In general, basic estate planning involves a simple will and maybe a living trust. However, if you have high-value assets including real estate, a comprehensive stock portfolio and other complex investments, you may want to consider taking a more advanced approach to estate planning. Beefing up your estate plan can not only help reduce estate taxes, it can protect your wealth for future generations.

While there are numerous benefits to drafting even a basic estate plan for your property in the Hudson area, it can be much more beneficial to do some advanced estate planning. Here are some common benefits of putting an advanced estate plan in place.

Reduction in estate taxes

Like many people, you probably want to reduce your tax burden as much as possible.
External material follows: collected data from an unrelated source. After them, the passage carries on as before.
PR #1973, opened 2022-06-30
ObsConfig data model

kosack:
## Use case:

Access the observation information for both simulations and real data in a common way, from an `EventSource` or other io component.  

## Description

This PR will create an observation configuration data model that can be used by real or simulated observations.

This may not  end up being an exact 1-1 mapping of the CTA SchedulingBlock/ObservationBlock model as there are some issues with the current version, and we would also like to support non-CTA instruments.

Two new Components are defined: `SchedulingBlockContainer` and `ObservationBlockContainer`
```
ctapipe.containers.SchedulingBlockContainer:
                         sb_id: Scheduling block ID with default
                                18446744073709551615 with type <class
                                'numpy.uint64'>
                       sb_type: Type of scheduling block with default
                                SchedulingBlockType.UNKNOWN with type <enum
                                'SchedulingBlockType'>
                   producer_id: Origin of the sb_id, i.e. name of the telescope
                                site or 'simulation' with default unknown with
                                type <class 'str'>
                observing_mode: Defines how observations within the Scheduling
                                Block are distributed in space with default
                                ObservingMode.UNKNOWN with type <enum
                                'ObservingMode'>
                 pointing_mode: Defines how the telescope drives move with
                                default PointingMode.UNKNOWN with type <enum
                                'PointingMode'>

ctapipe.containers.ObservationBlockContainer:
                        obs_id: Observation Block ID with default
                                18446744073709551615 with type <class
                                'numpy.uint64'>
                         sb_id: ID of the parent SchedulingBlock with default
                                18446744073709551615 with type <class
                                'numpy.uint64'>
                   producer_id: Origin of the obs_id, i.e. name of the telescope
                                site or 'simulation' with default unknown with
                                type <class 'str'>
                         state: State of this OB with default
                                ObservationBlockState.UNKNOWN with type <enum
                                'ObservationBlockState'>
         subarray_pointing_lat: latitude of the nominal center coordinate of
                                this observation with default nan deg [deg]
         subarray_pointing_lon: longitude of the nominal center coordinate of
                                this observation with default nan deg [deg]
       subarray_pointing_frame: Frame in which the subarray_target is non-
                                moving. If the frame is altaz, The meaning of
                                lat,lon is altitude,azimuth.  If it is icrs, the
                                meaning is RA,Dec with default
                                CoordinateFrameType.UNKNOWN with type <enum
                                'CoordinateFrameType'>
            scheduled_duration: expected duration from scheduler with default
                                nan min [min]
          scheduled_start_time: expected start time from scheduler with default
                                0.0
             actual_start_time: true start time with default 0.0
               actual_duration: true duration with default nan min [min]
```

The tables of observation and scheduling blocks are also written do the `/configuration/observation` group of all output files

## Example

```py3
from pprint import pprint

with EventSource("gamma.simtel.gz") as source:
    print([x.as_dict() for x in source.scheduling_blocks.values()])
    print([x.as_dict() for x in source.observation_blocks.values()])
```
```
[{'observing_mode': <ObservingMode.UNKNOWN: -1>,
  'pointing_mode': <PointingMode.DRIFT: 1>,
  'producer_id': 'simulation',
  'sb_id': 5,
  'sb_type': <SchedulingBlockType.OBSERVATION: 0>}]

[{'actual_duration': <Quantity nan min>,
  'actual_start_time': <Time object: scale='tai' format='mjd' value=0.0>,
  'obs_id': 5,
  'producer_id': 'simulation',
  'sb_id': 5,
  'scheduled_duration': <Quantity nan min>,
  'scheduled_start_time': <Time object: scale='tai' format='mjd' value=0.0>,
  'state': <ObservationBlockState.COMPLETED_SUCCEDED: 1>,
  'subarray_pointing_frame': <CoordinateFrameType.ALTAZ: 0>,
  'subarray_pointing_lat': <Quantity 1.2217305 deg>,
  'subarray_pointing_lon': <Quantity 0. deg>}]
```

# Todo:

- [x]  Have `EventSources` fill this information for each observation they provide
- [x] Ensure that `ctapipe-merge`  can merge this info
- [x] Decide how to store the info for DIVERGENT/CONVERGENT modes, at minimum using a convergence point and depth (maybe we don't need special modes for this, and just define convergence_depth=0 == PARALLEL)

This can later be used in #1918 for SimTelEventSource to provide the pointing info


ctapipe/containers.py
```diff
@@ -1044,3 +1088,86 @@ class ArrayEventContainer(Container):
...
+    of the SB model, only storing what is necessary for analysis."""
+
+    container_prefix = "sb"
+    id = Field(-1, "Scheduling block ID", type=np.int64)
+    type = Field(
+        SchedulingBlockType.OBSERVATION,
+        description="Type of scheduling block",
+        type=SchedulingBlockType,
+    )
+    observing_mode = Field(ObservingMode.CUSTOM, "Observing mode", type=ObservingMode)
```
maxnoe, line 1104: I think we should always add an `UNKNOWN` -1 value here, not one of the actual possible values

ctapipe/containers.py
```diff
@@ -1044,3 +1088,86 @@ class ArrayEventContainer(Container):
...
+    pointing_mode = Field(
+        None,
+        "Pointing Mode is the coordinate frame in which the pointing position is non-moving",
+        type=CoordinateFrameType,
```
maxnoe, line 1108: Why is this a `CoordinateFrameType` and not a `PointingMode` enum? As mentioned, this could also be an asteroid tracking for example ... So I would really call it `PointingMode` and to keep possible extensions to things not purely related to being constant in a specific frame.

ctapipe/containers.py
```diff
@@ -56,13 +57,56 @@
...
+    WOBBLE = 0
+    ON_OFF = 1
+    GRID = 2
+    CUSTOM = 3
+
+
+class CoordinateFrameType(enum.Enum):
+    ALTAZ = 0
+    ICRS = 1
+    GALACTIC = 2  # is this needed?
```
maxnoe, line 107: No, not for pointing mode, since a fixed pointing in GALACTIC is also fixed in ICRS.

ctapipe/containers.py
```diff
@@ -1044,3 +1088,86 @@ class ArrayEventContainer(Container):
...
+        "Pointing Mode is the coordinate frame in which the pointing position is non-moving",
+        type=CoordinateFrameType,
+    )
+
+
+class ObservationBlockContainer(Container):
+    """Stores information about the observation"""
+
+    container_prefix = "obs"
+    id = Field(None, "Observation Block ID", type=np.int64)
```
maxnoe, line 1116: We call this `obs_id` every where else. This is a bit of a question of naming conventions for foreign key / primary keys.

I normally also use `id` in the actual table and then `<name>_id` when used somewhere else as foreign key, so this fits, but something to be kept in mind.

ctapipe/containers.py
```diff
@@ -1044,3 +1088,86 @@ class ArrayEventContainer(Container):
...
+            "The meaning of lat,lon is altitude,azimuth.  If it is icrs, the meaning is "
+            "RA,Dec"
+        ),
+        type=CoordinateFrameType,
+    )
+
+    scheduled_duration = Field(None, "expected duration from scheduler", unit=u.min)
+    scheduled_start_time = Field(NAN_TIME, "expected start time from scheduler")
+    actual_start_time = Field(NAN_TIME, "true start time")
+    actual_duration = Field(None, "true duration", unit=u.min)
```
maxnoe, line 1150: Why `None` and not `nan`? This is a quantity

maxnoe (changes requested):
HDF5EventSource implementation is missing

For the rest see inline comments.

ctapipe/containers.py
kosack: Ah, I was just playing with the idea that they are actually the same thing and hadn't implemeted the PointingModeType, but I will likely add the PointingModeType.  The reason I was thinking about this was that this defines a CoordinateFrame that is fixed in time: e.g. DRIFT implies a fixed ALTAZ, POINTING (which I don't like because that is not the definition of pointing) implies ICRS,  and if you track the moon for example, it would imply LUNAR)

kosack: So maybe  really we don't even need this mode, we just need a pointing_coordinate that has a frame that is implied to be fixed in time.

ctapipe/containers.py
kosack: true, so I will define this separately

ctapipe/containers.py
maxnoe: The `POINTING` name comes from OGIP.

I also don't like it for the same reason of not being obvious.. We should just call them `TRACKING_ALTAZ` or `TRACKING_ICRS` or similar.

ctapipe/containers.py
```diff
@@ -56,13 +57,67 @@
...
+class SchedulingBlockType(enum.Enum):
+    """
+    Types of Scheduling Block
+    """
+
+    UNKNOWN = -1
+    OBSERVATION = 0
+    CALIBRATION = 1
+    ENGINEERING = 2
+    SIMULATION = 3
```
maxnoe, line 81: Isn't this Orthogonal? Couldn't we have simulated observation/calibration/engineering SBs?

ctapipe/containers.py
```diff
@@ -1044,3 +1099,90 @@ class ArrayEventContainer(Container):
...
+
+    container_prefix = "sb"
+    id = Field(-1, "Scheduling block ID", type=np.int64)
+    type = Field(
+        SchedulingBlockType.OBSERVATION,
+        description="Type of scheduling block",
+        type=SchedulingBlockType,
+    )
+    observing_mode = Field(
+        ObservingMode.CUSTOM,
```
maxnoe, line 1116: unknown.

ctapipe/containers.py
```diff
@@ -1044,3 +1099,90 @@ class ArrayEventContainer(Container):
...
+        "Defines how observations within the Scheduling Block are distributed in space",
+        type=ObservingMode,
+    )
+    pointing_mode = Field(
+        None, "Defines how the telescope drives move", type=PointingMode
```
maxnoe, line 1121: unknown.

ctapipe/io/eventsource.py
```diff
@@ -208,6 +208,14 @@ def subarray(self) -> SubarrayDescription:
 
         """
 
+    @property
+    @abstractmethod
+    def obs_config(self) -> list[ObservationConfigurationContainer]:
```
maxnoe, line 213: This type annotation is only supported from 3.9, we still support 3.8. Use `from typing import List; List[ObservationConfigurationContainer]`. Since this also should be immutable, I'd prefer `Tuple[ObservationConfiguration]`

try_obsconfig_model.ipynb
```diff
@@ -0,0 +1,614 @@
+{
+ "cells": [
```
maxnoe, line 2: Remove or make this a proper `docs/tutorial`?

ctapipe/io/eventsource.py
```diff
@@ -208,6 +208,14 @@ def subarray(self) -> SubarrayDescription:
 
         """
 
+    @property
+    @abstractmethod
+    def obs_config(self) -> ObservationConfigurationContainer:
```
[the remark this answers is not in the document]
kosack: yes, this is already planned

try_obsconfig_model.ipynb
kosack: this was committed accidentally (as were the commits to EventSource) I'll remove both.

ctapipe/containers.py
kosack: yes, will remove

kosack:
Another question: 

`SimTelEventSource` and `HDF5EventSource` only return one` SimulationConfigurationContainer` via their `simulation_config` property .   the `observation_config` should be essentially the same interface.   Should all three support returning a tuple of  both observation and simulation configs? I guess the answer is yes, but that is not what happens now.

ctapipe/io/eventsource.py
```diff
@@ -210,9 +210,9 @@ def subarray(self) -> SubarrayDescription:
 
     @property
     @abstractmethod
-    def obs_config(self) -> list[ObservationConfigurationContainer]:
+    def observation_config(self) -> Dict[ObservationConfigurationContainer]:
```
maxnoe, line 213: Isn't the correct type hint `Dict[int, ObservationConfigurationContainer]`? I.e. including the type of the key?

maxnoe: Yes: https://docs.python.org/3/library/typing.html#typing.Dict

ctapipe/io/hdf5eventsource.py
```diff
@@ -220,13 +221,17 @@ def obs_ids(self):
         return list(np.unique(self.file_.root.dl1.event.subarray.trigger.col("obs_id")))
 
     @property
-    def simulation_config(self):
+    def simulation_config(self) -> Dict[SimulationConfigContainer]:
```
maxnoe, line 224: Same as above

ctapipe/io/hdf5eventsource.py
```diff
@@ -220,13 +221,17 @@ def obs_ids(self):
...
         """
         Returns the simulation config(s) as
         a dict mapping obs_id to the respective config.
         """
         return self._simulation_configs
 
+    @property
+    def observation_config(self) -> Dict[ObservationConfigurationContainer]:
```
maxnoe, line 232: Same as above, Dict[int, ...]

ctapipe/io/eventsource.py
kosack: yes, definitely incorrect

ctapipe/containers.py
```diff
@@ -57,13 +57,65 @@
...
+    UNKNOWN = -1
+    WOBBLE = 0
+    ON_OFF = 1
+    GRID = 2
+    CUSTOM = 3
+
+
+class PointingMode(enum.Enum):
+    UNKNOWN = -1
+    TRACK = 0  # track a fixed point that moves with the sky
```
maxnoe, line 107: If you make these comments like this:

```
#: track a fixed point in ICRS
TRACK = 0
```

they are picked up by sphinx as docstrings, see: 
https://github.com/cta-observatory/ctapipe/blob/8c42f54f805d81b152821360f07974d17acbd7f2/ctapipe/instrument/optics.py#L23

ctapipe/containers.py
```diff
@@ -1143,3 +1195,74 @@ class ArrayEventContainer(Container):
...
+    of the SB model, only storing what is necessary for analysis.
+
+    References
+    ----------
+    .. [sb-ob] Oya et al, Scheduling Block Data Model Specification,
+        CTA-SPE-COM-000000-0003, Issue 1, Rev. c
+    """
+
+    default_prefix = ""
+    sb_id = Field(-1, "Scheduling block ID", type=np.int64)
```
maxnoe, line 1211: in the data model, the sb_id is `uint64`.

ctapipe/containers.py
```diff
@@ -1143,3 +1195,74 @@ class ArrayEventContainer(Container):
...
+    pointing_mode = Field(
+        PointingMode.UNKNOWN, "Defines how the telescope drives move", type=PointingMode
+    )
+
+
+class ObservationBlockContainer(Container):
+    """Stores information about the observation"""
+
+    default_prefix = ""
+    obs_id = Field(None, "Observation Block ID", type=np.int64)
```
maxnoe, line 1231: same here, dl0 data model has uint64. I'd also use a default of `np.iinfo(np.uint64).max` so the column is always written.

ctapipe/containers.py
```diff
@@ -1143,3 +1195,74 @@ class ArrayEventContainer(Container):
...
+    producer_id = Field(
+        "unknown",
+        "Origin of the obs_id, i.e. name of the telescope site or 'simulation'",
```
maxnoe, line 1234: Add `type=str`?

ctapipe/io/eventsource.py
```diff
@@ -205,6 +209,22 @@ def subarray(self) -> SubarrayDescription:
...
+    @abstractmethod
+    def observation_block(self) -> Dict[int, ObservationBlockContainer]:
+        """
+        Obtain the ObservationConfigurations from the EventSource, indexed by obs_id
+        """
+        pass
+
+    @property
+    @abstractmethod
+    def scheduling_block(self) -> Dict[int, SchedulingBlockContainer]:
```
maxnoe, line 222: We have the plural in `obs_ids`.

Also, since we are now requiring `observation_blocks` we could remove the `abstractmethod` from `def obs_ids` and just `return self.observation_blocks.keys()`

ctapipe/io/hdf5eventsource.py
```diff
@@ -243,7 +250,15 @@ def obs_ids(self):
         return list(np.unique(self.file_.root.dl1.event.subarray.trigger.col("obs_id")))
 
     @property
-    def simulation_config(self):
```
maxnoe, line 246: We should probably add `simulation_config(s)` to the `EventSource` as interface, returning `None` for observations?

ctapipe/io/hdf5eventsource.py
```diff
@@ -272,16 +287,32 @@ class ObsIdContainer(Container):
...
+
+    def _parse_sb_and_ob_configs(self):
+        """read Observation and Scheduling block configurations"""
+
+        sb_reader = HDF5TableReader(self.file_).read(
+            "/configuration/observation/scheduling_block",
+            containers=SchedulingBlockContainer,
+        )
+
+        scheduling_blocks = {sb: sb.sb_id for sb in sb_reader}
```
maxnoe, line 307: This dict comprehension looks switched. Shouldn't it be: `{sb.sb_id: sb ...}`

ctapipe/io/hdf5eventsource.py
```diff
@@ -272,16 +287,32 @@ class ObsIdContainer(Container):
...
+
+        ob_reader = HDF5TableReader(self.file_).read(
+            "/configuration/observation/observation_block",
+            containers=ObservationBlockContainer,
+        )
+        observation_blocks = {ob.obs_id: ob for ob in ob_reader}
```
maxnoe, line 313: This dict comprehension looks switched. Shouldn't it be: `{ob.obs_id: ob ...}`?

ctapipe/io/simteleventsource.py
```diff
@@ -816,6 +842,36 @@ def _parse_simulation_header(self):
...
+                state=ObservationBlockState.COMPLETED_SUCCEDED,
+                subarray_pointing_lat=alt * u.deg,
+                subarray_pointing_lon=az * u.deg,
+                subarray_pointing_frame=CoordinateFrameType.ALTAZ,
+            )
+        }
+
+        sb_dict = {
+            obs_id: SchedulingBlockContainer(
+                sb_id=np.int64(obs_id),  # simulations have no SBs, so use the OB id
```
maxnoe, line 866: dtype

ctapipe/io/simteleventsource.py
```diff
@@ -816,6 +842,36 @@ def _parse_simulation_header(self):
...
+        """fill scheduling and observation blocks must be run after the
+        simulation config is filled
+        """
+
+        az, alt = self.file_.header["direction"]
+        obs_id = self.obs_ids[0]
+
+        ob_dict = {
+            obs_id: ObservationBlockContainer(
+                obs_id=np.int64(obs_id),
```
maxnoe, line 855: dtype

maxnoe (changes requested):

ctapipe/io/hdf5eventsource.py
kosack: Yup, clearly wrong

ctapipe/io/hdf5eventsource.py
kosack: Yes, to be symmetric this is a good idea.

ctapipe/io/simteleventsource.py
kosack: The dtype is int64 in the Container definition so it has to be explicitly cast, right?

kosack: It failed to validate the container if I do not do this.

maxnoe: See comments above, the DL0 draft says these should be uint64

maxnoe (changes requested):
The `ObservationBlockContainer` needs an `sb_id` to connect to the `SchedulingBlock`

ctapipe/containers.py
```diff
@@ -104,8 +107,10 @@ class ObservingMode(enum.Enum):
 
 class PointingMode(enum.Enum):
     UNKNOWN = -1
-    TRACK = 0  # track a fixed point that moves with the sky
-    DRIFT = 1  # track a fixed alt/az point
+    #: drives track a fixed point that moves with the sky
```
maxnoe, line 110: A "fixed point" that moves sounds a bit strange, although all in all, it is clear what is meant.

Maybe: "Drives track a fixed position in ICRS".

ctapipe/io/eventsource.py
kosack: good point - I'll drop the requirement to fill obs_ids and make it a non-abstract property of the base class

ctapipe/io/toymodel.py
```diff
@@ -76,12 +79,14 @@ def datalevels(self):
         return (DataLevel.DL1_IMAGES,)
 
     @property
-    def observation_block(self):
-        return dict()
+    def scheduling_blocks(self) -> Dict[int, SchedulingBlockContainer]:
+        return {-1: SchedulingBlockContainer(sb_id=-1, producer_id="ctapipe toymodel")}
```
maxnoe, line 83: -1 doesn't make sense since you now defined it as uint64. Just using the default will keep the invalid value, so maybe just do:

```
sb = SchedulingBlock(produce_id="ctapipe toymode")
return {sb.sb_id: sb}
```

?

ctapipe/io/toymodel.py
```diff
@@ -76,12 +79,14 @@ def datalevels(self):
...
 
     @property
-    def scheduling_block(self):
-        return dict()
+    def observation_blocks(self) -> Dict[int, ObservationBlockContainer]:
+        return {
+            -1: ObservationBlockContainer(obs_id=-1, producer_id="ctapipe toymodel")
```
maxnoe, line 88: same here

ctapipe/containers.py
```diff
@@ -57,18 +57,77 @@
...
+    """How a scheduling block is observed."""
+
+    UNKNOWN = -1
+    WOBBLE = 0
+    ON_OFF = 1
+    GRID = 2
+    CUSTOM = 3
+
+
+class PointingMode(enum.Enum):
```
maxnoe, line 108: Missing docstring

ctapipe/containers.py
```diff
@@ -57,18 +57,77 @@
...
+    UNKNOWN = -1
+    #: drives track a point that moves with the sky
+    TRACK = 0
+    #: drives stay fixed at an alt/az point while the sky drifts by
+    DRIFT = 1
+
+
+class CoordinateFrameType(enum.Enum):
```
maxnoe, line 116: Missing docstring

ctapipe/io/hdf5eventsource.py
```diff
@@ -60,6 +63,7 @@
 
 COMPATIBLE_DATA_MODEL_VERSIONS = [
     "v4.0.0",
+    "v4.1.0",
```
maxnoe, line 66: Since `4.0.0` was never part of a released version of ctapipe, I'd be inclined to not make it a new version and to just include it in version `4.0.0`. In the other PRs changing the date model I only updated the changelog for 4.0, not bumped the version each time.

maxnoe: There should be no reason for us to support reading files without the obsconfig / sb config tables now.

ctapipe/io/simteleventsource.py
```diff
@@ -816,6 +837,38 @@ def _parse_simulation_header(self):
...
+
+        ob_dict = {
+            obs_id: ObservationBlockContainer(
+                obs_id=np.uint64(obs_id),
+                sb_id=np.uint64(obs_id),  # see comment above
+                producer_id="simulation",
+                state=ObservationBlockState.COMPLETED_SUCCEDED,
+                subarray_pointing_lat=alt * u.deg,
+                subarray_pointing_lon=az * u.deg,
+                subarray_pointing_frame=CoordinateFrameType.ALTAZ,
```
maxnoe, line 866: the simtel file contains timestamps for the run here:

```
t = Time(self.file_.header['time'], format='unix')
```

maybe use that for `{scheduled,actual}_start`?

ctapipe/io/hdf5eventsource.py
kosack: ok, I'll unbump it (just wasnt sure if any files were written already with the dev version)

ctapipe/io/simteleventsource.py
kosack: I thought they were basically meaningless, but yes, I can add them.  The duration is at least not something we can use here.

maxnoe (approved):
Looks good now!

ctapipe/containers.py
```diff
@@ -1143,3 +1214,81 @@ class ArrayEventContainer(Container):
...
+        "longitude of the nominal center coordinate of this observation",
+        unit=u.deg,
+    )
+
+    subarray_pointing_frame = Field(
+        CoordinateFrameType.UNKNOWN,
+        (
+            "Frame in which the subarray_target is non-moving. If the frame is altaz, "
+            "The meaning of lat,lon is altitude,azimuth.  If it is icrs, the meaning is "
+            "RA,Dec"
```
maxnoe, line 1284: sorry, one last comment, inconsitent order here:

```
            "The meaning of lat,lon is altitude,azimuth.  If it is icrs, the meaning is "
            "RA,Dec"
```

ra is lon, dec is lat.

kosack: good catch

maxnoe (approved):

maxnoe (approved):

maxnoe (approved):

nbiederbeck (approved):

While you may be taking steps to reduce your annual income tax liability each year, don’t forget that your estate may also be subject to taxes when you die. If you want to limit these taxes so that your heirs and beneficiaries receive as much of your estate as possible, you may want to consider moving your assets into an irrevocable trust for the eventual transfer. If the trust is irrevocable, then the assets are technically owned by the trust and not by you personally. This means that in the eyes of the Internal Revenue Service (IRS), these assets are not part of your taxable estate.

Leave behind a legacy

If you are concerned for future generations beyond your children, you may be looking for a way to transfer your assets to grandchildren, great-grandchildren and so on. There are various trusts available that can safeguard your wealth so that it can be passed down to future family members. Some trusts can be in effect for hundreds of years or even perpetuity.

Protect your assets

Whether you have only accumulated a little bit of wealth or you own extensive property, advanced estate planning can protect your assets. For instance, you might work in a profession that has a high risk of litigation. You may be able protect your property from a lawsuit by transferring your assets to a trust. Moreover, moving your property into a trust might also help protect it from the ravages of divorce, creditors and other situations that could seriously damage your finances.

If you have not started the estate planning process, it is not too late. Whether you have a little or a lot, there is no time like the present to take steps to protect the assets you have worked so hard to accumulate.